The GOP regurgitated what McCain called Berwick’s “greatest rhetorical hits,” argued that Berwick’s nomination exposed the administration’s stealth agenda to ration care and tried to link Berwick to the familiar “czars” narrative:

– MCCAIN: “And I must admit that both Republican and Democrat administrations have abused the recess process — recess appointment process. Yes, they have abused it. But I must say, this takes it to a new high, or low, depending on which way you view it. We have now seen in this administration the appointment of various czars, people given responsibilities over vast areas of government as “czars.” They’ve got more czars than the Romanovs.

– BARRASSO: I believe the President of the United States now has what he wants, his health care rationing czar….but that’s what we have now. We have a president — a president-appointed czar, essentially a czar to ration health care. It’s not what the American people want.

Watch a compilation:

Barrasso insisted that Berwick would “redistribute wealth” and implied that supporters of Berwick were against the American people:

BARRSSO: It was interesting yesterday on this floor, someone on the other side of the aisle stood up and said, if you’re against Dr. Berwick, then whose side are you on?… I’m on the side of the American people, the American people who are concerned about $500 billion of cuts to their Medicare. I’m on the side of the people who believe we should not redistribute wealth in this country.

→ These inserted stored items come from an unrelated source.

PR #5142, opened 2026-06-15
Skip Freshdesk interactions when data delivery is NO_DELIVERY

### LINKED ISSUE #5132: Make no_delivery cases not do anything in freshdesk during delivery

diitaz93:
### Added

- Static method to determine if the order is `NO_DELIVERY`
- Check if order is not `NO_DELIVERY` when calling freshdesk to send delivery message and closing ticket

### Changed

- Refactoring to keep symetry in exposed methods

### How to prepare for test

- [ ] Use stage: `us`
    ```shell
    ```

### How to test

- [ ] Do ...

### Expected test outcome

- [ ] Check that ...

## Review

- [ ] Tests executed by

## Implementation Plan

- [ ] Document in ...
- [ ] Inform to ...

### DIFF
--- a/cg/services/deliver_service.py
+++ b/cg/services/deliver_service.py
@@ -4,6 +4,7 @@ from cg.apps.tb.api import TrailblazerAPI
 from cg.apps.tb.models import TrailblazerAnalysis
 from cg.clients.freshdesk.constants import Status
 from cg.clients.freshdesk.freshdesk_client import FreshdeskClient
+from cg.constants import DataDelivery
 from cg.exc import (
     FreshdeskDeliveryMessageError,
     FreshdeskGetTicketError,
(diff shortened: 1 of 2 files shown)


cg/services/deliver_service.py
```diff
@@ -126,6 +132,10 @@ def _get_order_analyses_dictionary(self) -> dict[Order, list[Analysis]]:
                 order_analyses[analysis.order] = [analysis]
         return order_analyses
 
+    @staticmethod
+    def _is_order_no_delivery(order: Order) -> bool:
+        return order.cases[0].data_delivery == DataDelivery.NO_DELIVERY
```
islean, line 137: Very minor and as soon as there is one order per case this will work, but we do introduce the small risk that the order we are interested in is not the original order of the case we look at, in which case the delivery will mismatch. Probably not worth fixing though?

islean (approved):
Should work although we might have instances where people rerun a whole case in another order which might cause some mismatches!

cg/services/deliver_service.py
diitaz93: I think this is a problem currently present in the upload. If a new order with `data_delivery=NO_DELIVERY ` reaches the upload, it will use the data delivery of the original case. I guess to really fix this we need to restrict the reordering of cases

PR #5146, opened 2026-06-17
Rollback database changes in upload handler

mogmi:
### Fixed

- Rollback any pending database operations when an error was raised so that the database session is cleared up for the next event.


islean (approved):
💯

PR #5185, opened 2026-07-07
Refine FASTQ compression to Spring

### LINKED ISSUE #5181: Spring compression is too resource intensive
## Description
The compression of FASTQ to the Spring format has proved problematic with the current configuration. It consumes a large amount of the storage bandwidth and we also allocate way more Memory and to a smaller degree CPU than needed.

We need to revise how cg invokes Crunchy and in turn Spring to make it more efficient

Vince-janv:
## Description
This PR implements several changes to optimise FASTQ compression to Spring. The most prominent of these is a rework of the memory and time allocation to Slurm. This PR implements linear scaling of these based on the reads contained in the file (fetched from statusDB). Additionally this PR removes the `--check-integrity` flag passed to crunchy, since a failed compression would never pass silently.

### Changed
- Spring now uses local disk on the compute nodes as a tmp dir
- Spring jobs are now submitted to its own partition
- Cores/threads used reduced from 12 to 8
- Memory and time is now set based on reads in file with fallbacks if the file does not follow the current naming pattern
- Memory and time is significantly reduced
- No longer passes the `--check-integrity` flag to crunchy

### Notes
Tests and selected values: https://docs.google.com/spreadsheets/d/1Irl_vS_ktwWfD3VBLR2U3gAsWgnoEzY-HF7HIjrMENc/edit?gid=0#gid=0


cg/apps/crunchy/sbatch.py
```diff
@@ -31,15 +31,15 @@
 
 FASTQ_TO_SPRING_COMMANDS = """
 mkdir -p {tmp_dir}
-{conda_run} crunchy -t 12 --tmp-dir {tmp_dir} compress fastq -f {fastq_first} -s {fastq_second} \
--o {spring_path} --check-integrity --metadata-file
+{conda_run} crunchy -t 8 --tmp-dir {tmp_dir} compress fastq -f {fastq_first} -s {fastq_second} \
```
diitaz93: Could we pass the number of tasks as a variable?

cg/meta/compress/compress.py
```diff
@@ -29,13 +44,42 @@ def __init__(
...
+        Scales both from the run's read count when it can be found in
+        illumina_sample_sequencing_metrics; otherwise falls back to CrunchyAPI's configured
+        fallback_memory/fallback_minutes.
+        """
+        reads: int | None = files.get_reads_for_run(compression_obj, self.status_db)
+        if not reads:
+            return self.crunchy_api.fallback_memory, self.crunchy_api.fallback_minutes
+        memory: int = scale_resource_by_reads(reads, memory_slope, memory_intercept, min_gb, max_gb)
+        minutes: int = scale_resource_by_reads(
+            reads, time_slope, time_intercept, min_minutes, max_minutes
```
diitaz93: suggestion: use named arguments

cg/constants/compression.py
```diff
@@ -6,10 +6,24 @@
...
+COMPRESSION_MINUTES_PER_READ: float = 4.6394e-07
+COMPRESSION_TIME_INTERCEPT: float = 18.3675
+MINUTES_FLOOR: int = 1
+MINUTES_CEIL: int = 1440
+
+# Read-based memory/time scaling for decompression - independent, separately tunable from compression
+DECOMPRESSION_MEMORY_PER_READ: float = 0
+DECOMPRESSION_MEMORY_INTERCEPT: float = 8
+DECOMPRESSION_MINUTES_PER_READ: float = 1.0918e-07
+DECOMPRESSION_TIME_INTERCEPT: float = 5.51
```
diitaz93, line 25: I understand you did some regression to get these values, but it would be nice to know in the future where they came from. I can imagine a system sentinel feeling quite lost when trying to solve a bug and looking at this file

tests/meta/compress/test_compress_files.py
```diff
@@ -40,3 +44,50 @@ def test_get_fastq_files_no_files(compress_api, sample_hk_bundle_no_files, sampl
...
+
+
+def test_get_reads_for_run_name_does_not_match(base_store: Store):
+    """Test get_reads_for_run returns None when the run name can't be parsed."""
+    # GIVEN a compression run whose name doesn't follow the expected naming convention
+    compression_obj = CompressionData(Path("not_a_valid_name"))
+
+    # WHEN looking up the reads for the run
+    # THEN None is returned
+    assert files.get_reads_for_run(compression_obj, base_store) is None
```
diitaz93: For convention, it is also easier to read I think
```suggestion
    # WHEN looking up the reads for the run
    reads = files.get_reads_for_run(compression_obj, base_store)
    
    # THEN None is returned
    assert reads is None
```

tests/meta/compress/test_compress_files.py
```diff
@@ -40,3 +44,50 @@ def test_get_fastq_files_no_files(compress_api, sample_hk_bundle_no_files, sampl
...
+
+
+def test_get_reads_for_run_no_matching_metrics(base_store: Store):
+    """Test get_reads_for_run returns None when no metrics row matches."""
+    # GIVEN a compression run that parses fine but has no matching sequencing metrics row
+    compression_obj = CompressionData(Path("23M7GHLT4_UNKNOWNSAMPLE_S1_L001"))
+
+    # WHEN looking up the reads for the run
+    # THEN None is returned
+    assert files.get_reads_for_run(compression_obj, base_store) is None
```
diitaz93: If you want you can do the same here

cg/apps/crunchy/sbatch.py
```diff
@@ -31,15 +31,15 @@
...
+-o {spring_path} --metadata-file
 rm {pending_path}
 rm -r {tmp_dir}
 """
 
 SPRING_TO_FASTQ_COMMANDS = """
 mkdir -p {tmp_dir}
-{conda_run} crunchy -t 12 --tmp-dir {tmp_dir} decompress spring {spring_path} -f {fastq_first} -s \
+{conda_run} crunchy -t 8 --tmp-dir {tmp_dir} decompress spring {spring_path} -f {fastq_first} -s \
```
diitaz93: same here, I believe we have access to the number of tasks from the slurm config where we call this

diitaz93 (approved):
Looks great ⭐

cg/apps/crunchy/files.py
```diff
@@ -31,14 +32,41 @@ def get_spring_to_fastq_sbatch_path(log_dir: Path, run_name: str = None) -> Path
...
-    """Create a temporary directory and return the path to it"""
+def get_tmp_dir(base: str) -> str:
+    """Return a node-local temp dir path, unique per SLURM job.
 
-    with tempfile.TemporaryDirectory(prefix=prefix, suffix=suffix, dir=base) as dir_name:
-        tmp_dir_path = dir_name
+    The path is expanded by the shell at job runtime (mkdir -p happens inside the
+    generated sbatch script), so `base` never needs to exist on the submission host.
+    """
+    return f"{base.rstrip('/')}/${{SLURM_JOB_ID}}_spring"
```
andrelaszlo, line 41: issue (resource-leak): I saw this changed from using a `TemporaryDirectory` so I was looking at how the cleanup works (since they are normally removed automatically). The problem, I think, is that our jobs are sometimes cancelled and then it probably doesn't matter if we're using a `TemporaryDirectory` - it probably fails to be cleaned up anyway. It seems like we already have some stale tempdirs:

```
[15:01] [hiseq.clinical@compute-0-28:/state/partition1] [base]  $ scontrol show job 14682756 | grep JobState
   JobState=TIMEOUT Reason=TimeLimit Dependency=(null)
[15:01] [hiseq.clinical@compute-0-28:/state/partition1] [base]  $ du -hs 14682756_spring/
1.4G    14682756_spring/
[15:05] [hiseq.clinical@compute-0-28:/state/partition1] [base]  $ ls -lah 14682756_spring/
total 44K
drwxrwx---   3 hiseq.clinical users 4.0K Jul 14 08:39 .
drwxrwxrwt. 14 root           root  4.0K Jul 14 14:50 ..
drwxr-xr-x   2 hiseq.clinical users  36K Jul 14 08:50 tmp.fa37JncCHr
```

It seems like cancelled jobs will first get a SIGTERM, then a SIGKILL. One approach would be to trap the SIGTERM and clean up the tempdir before exiting.

Another approach would be a cron job that cleans up stale tempdirs, or at least some monitoring for free space on `/state/partition1` on each node?

cg/apps/crunchy/sbatch.py
Vince-janv: Good idea! Addressed in ebe661ba69da27d85e551e508fa4806c758690c1

cg/meta/compress/compress.py
Vince-janv: Addressed in ebe661ba69da27d85e551e508fa4806c758690c1

tests/meta/compress/test_compress_files.py
Vince-janv: Addressed in ebe661ba69da27d85e551e508fa4806c758690c1

tests/meta/compress/test_compress_files.py
Vince-janv: Addressed in ebe661ba69da27d85e551e508fa4806c758690c1

cg/apps/crunchy/sbatch.py
Vince-janv: Addressed in ebe661ba69da27d85e551e508fa4806c758690c1

cg/constants/compression.py
Vince-janv: I linked a spreadsheet in the PR description with my tests and some plot. Not sure how to best pass it along to a future maintainer, but at least if they git blame the file they will hopefully find it

cg/apps/crunchy/crunchy.py
```diff
@@ -55,7 +59,9 @@ def create_pending_file(pending_path: Path, dry_run: bool) -> None:
         pending_path.touch(exist_ok=False)
 
     # These are the compression/decompression methods
-    def fastq_to_spring(self, compression_obj: CompressionData, sample_id: str = "") -> int:
+    def fastq_to_spring(
+        self, compression_obj: CompressionData, memory: int, minutes: int, sample_id: str = ""
```
andrelaszlo, line 63: thought: I have been trying out [`NewType`](https://docs.python.org/3/library/typing.html#newtype) a bit lately when juggling units like this (for `memory` and `minutes`, for example). It might be overkill here though!

andrelaszlo (commented):
Not done yet, just posting two comments for now!

cg/apps/crunchy/files.py
Vince-janv: Indeed. I added clean-up on SIGTERM in 0f3a9a290c2a2e31c8f6869d98f91c9c46a9e77a. I think it's a good first step and we'll see if it suffices

cg/apps/crunchy/crunchy.py
Vince-janv: Very cool! I deem it to be overkill though since this PR is essentially just putting a band-aid on a really old module

cg/apps/crunchy/files.py
andrelaszlo: Awesome 👍

andrelaszlo (approved):
Looks great to me!

PR #5224, opened 2026-07-29
Fix(Spring) Increase threads

### LINKED ISSUE #5223: Spring compression only running on one thread
## Description
Since a couple of weeks Spring compression and decompression has only been running on one thread instead of 8. This has resulted in a lot of timed out jobs

Vince-janv:
## Description
This PR makes crunchy use the slurm_cpus_per_task param instead of the slurm_number_tasks.

### Fixed

- Threads used in Spring now linked to cpus per tasks instead of num_tasks


diitaz93 (approved):
👍

cg/apps/crunchy/crunchy.py
```diff
@@ -92,7 +92,7 @@ def fastq_to_spring(
             job_name="_".join([sample_id, compression_obj.run_name, "fastq_to_spring"]),
             log_dir=log_dir.as_posix(),
             memory=memory,
-            number_tasks=self.slurm_number_tasks,
```
islean, line 95: The parameter name is a bit misleading now but I guess with some background it makes sense?

islean (approved):
👍

cg/apps/crunchy/crunchy.py
Vince-janv: Good catch! I meant to change a param further down. Fixed in ab4101bf57c4c5f087d2a31b8297c2c2b1a2112a

PR #5227, opened 2026-07-30
Make listener receive config from AppConfig instead of from CGConfig

### LINKED ISSUE #5214: Move NATS config to AppConfig class
## Description
There are two configs for cg one being the CGConfig class (for all CLI commands) and one being the AppConfig for the web-API. Since the EventListener is deployed in the same way and on the same machine as the API I think its config should be in the AppConfig class to avoid confusion.

## Acceptance criteria
- EventListener is instantiated with parameters from AppConfig instead of CGConfig

diitaz93:
## Description
PR in servers: https://github.com/Clinical-Genomics/servers/pull/1978

Make the event listener command a separate command from `cg`, independent of any type of configs, reading only from environment variables.

### Changed

- The `listen` command is removed from the cg group and defined independently
- The Nats config in CGConfig no longer has the listener variables and the structure is flat (the publisher config is moved one level up)
- The EventListener class no longer receives the NatsConfig as parameter but all the individual paths and variables that it needs

### How to test

- [x] Let GitHub build the Docker container for this branch
- [x] See further instructions in PR in servers https://github.com/Clinical-Genomics/servers/pull/1978

## Review

- [x] Tests executed by SD & LL
- [x] "Merge and deploy" approved by LL

## Implementation Plan

Deploy this branch on:

- [x] CGVS
  - [x] Production
  - [x] Stage
- [x] Hasta
  - [x] Production
  - [x] Stage


cg/server/app_config.py
```diff
@@ -44,5 +44,14 @@ class AppConfig(BaseSettings):
     freshdesk_order_email_id: int = 10
     freshdesk_environment: str = "Stage"
 
+    # NATS configurations
+    nats_server: str = "nats_server"
```
diitaz93: do we still need this here? @mogmi

tests/cli/test_listen.py
```diff
@@ -57,7 +28,7 @@ def cli_runner() -> CliRunner:
 
 @pytest.fixture(autouse=True)
 def mock_store_and_db(mocker: MockerFixture):
-    mocker.patch.object(events_cli, "Store")
+    mocker.patch.object(listen_cli, "Store")
```
diitaz93: is this patch necessary? it seems like it is patched again inside the test

cg/cli/listen.py
```diff
@@ -0,0 +1,69 @@
...
+from cg.services.events import upload_handler
+from cg.services.events.event_listener import EventListener
+from cg.services.events.upload_handler import ANALYSIS_UPLOADED_SUBJECT
+from cg.store.database import initialize_database
+from cg.store.store import Store
+
+LOG = logging.getLogger(__name__)
+
+
+@click.command("listen")
```
diitaz93:
```suggestion
@click.command("listen", hidden=True)
```

cg/server/app_config.py
mogmi: Nope!

tests/cli/test_listen.py
mogmi: Yes, looks like this also was not cleaned up

mogmi: Good catch!

cg/cli/listen.py
```diff
@@ -0,0 +1,69 @@
...
+
+from cg.apps.tb import TrailblazerAPI
+from cg.cli.utils import LOG_LEVELS
+from cg.services.events import upload_handler
+from cg.services.events.event_listener import EventListener
+from cg.services.events.upload_handler import ANALYSIS_UPLOADED_SUBJECT
+from cg.store.database import initialize_database
+from cg.store.store import Store
+
+LOG = logging.getLogger(__name__)
```
mogmi, line 19: We are not using LOG in this command at the moment, but probably nice to keep around

Dockerfile-cli
mogmi, line 1: We should probably rename this file since it is no longer a container for starting the main cli but just the listen cli

mogmi (approved):

Dockerfile-cli
mogmi: If we make that change we also need to update `build_publish_cli_image.yml` since it is referenced there.

Using the same logic the tag name should probably not be cg-cli anymore, but maybe we should save that for a future PR - it would then need to also change in the systemd service in servers.

mogmi (approved):
Looks great ✨

cg/cli/listen.py
```diff
@@ -0,0 +1,69 @@
...
+
+
+@click.command("listen", hidden=True)
```
islean, line 22: What are the benefits of splitting the code base into two different CLIs? Is it because then we can make sure that no one runs cg listen on Hasta where it will not work? 

To me it is a bit strange to have it separate when it is still using code within the cg repository. What happens if we have a listener that needs trailblazer's code? That will need to be written in the trailblazer repository at which point we will have a name clash?

If we want a `listen` command, it feels reasonable to me that it would be in a new repository which calls endpoints exposed by the different interfaces?

diitaz93: To decouple it from the CGConfig. I think another repo using endpoints may be out of scope for the fix we want. The objective of this PR is just to avoid the need to deploy servers to CGVS every time we make a change in the CGConfig

islean: That makes sense. I have some concerns about scalability when other listeners in other repos come into play, but maybe we will be saved by them being in different environments. Either way, name choices should be easier at that point so feel free to resolve for now.

cg/cli/listen.py
diitaz93: added logging

PR #5236, opened 2026-08-07
Integration test deliver

diitaz93:
## Description
Add integration test for teh cli command `cg deliver all-available` 

### Added

- Functions to mock interactions with Trailblazer and Freshdesk using HTTPServer from pytest_httpserver

### Changed

- Split utils module into utils, trailblazer utils and freshdesk utils.

### DIFF
--- a/tests/integration/config/cg-test.yaml
+++ b/tests/integration/config/cg-test.yaml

Taking Barrasso’s argument to its logical conclusion would also lead one to believe that the nation’s hospitals and doctors are also anti-American. The American Hospital Association, the Federation of American Hospitals and a host of other provider groups praised Berwick, predicting that he “will bring a wealth of knowledge and practical experience to CMS from his perspective as a physician, teacher and passionate advocate for high-quality care.” Berwick’s “experiences from his lifelong quest to find better and safer ways to deliver care will greatly inform and enhance the implementation [of] healthcare reform,” the groups wrote in letter to the Senate Finance Committee.

The group’s praised Berwick’s conception of patient [notice, not government] – centered medicine, in which “the needs and wants of the patient should come first.” For more on this approach and how it differs from Barrasso’s description, click over to Maggie Mahar’s comprehensive post here.

The GOP is growing increasingly unhinged over the recess appointment. Last week, Rep. Michele Bachmann (R-MN) agreed with a radio host’s description Of Berwick as “chairman of the Obamacare death panel.”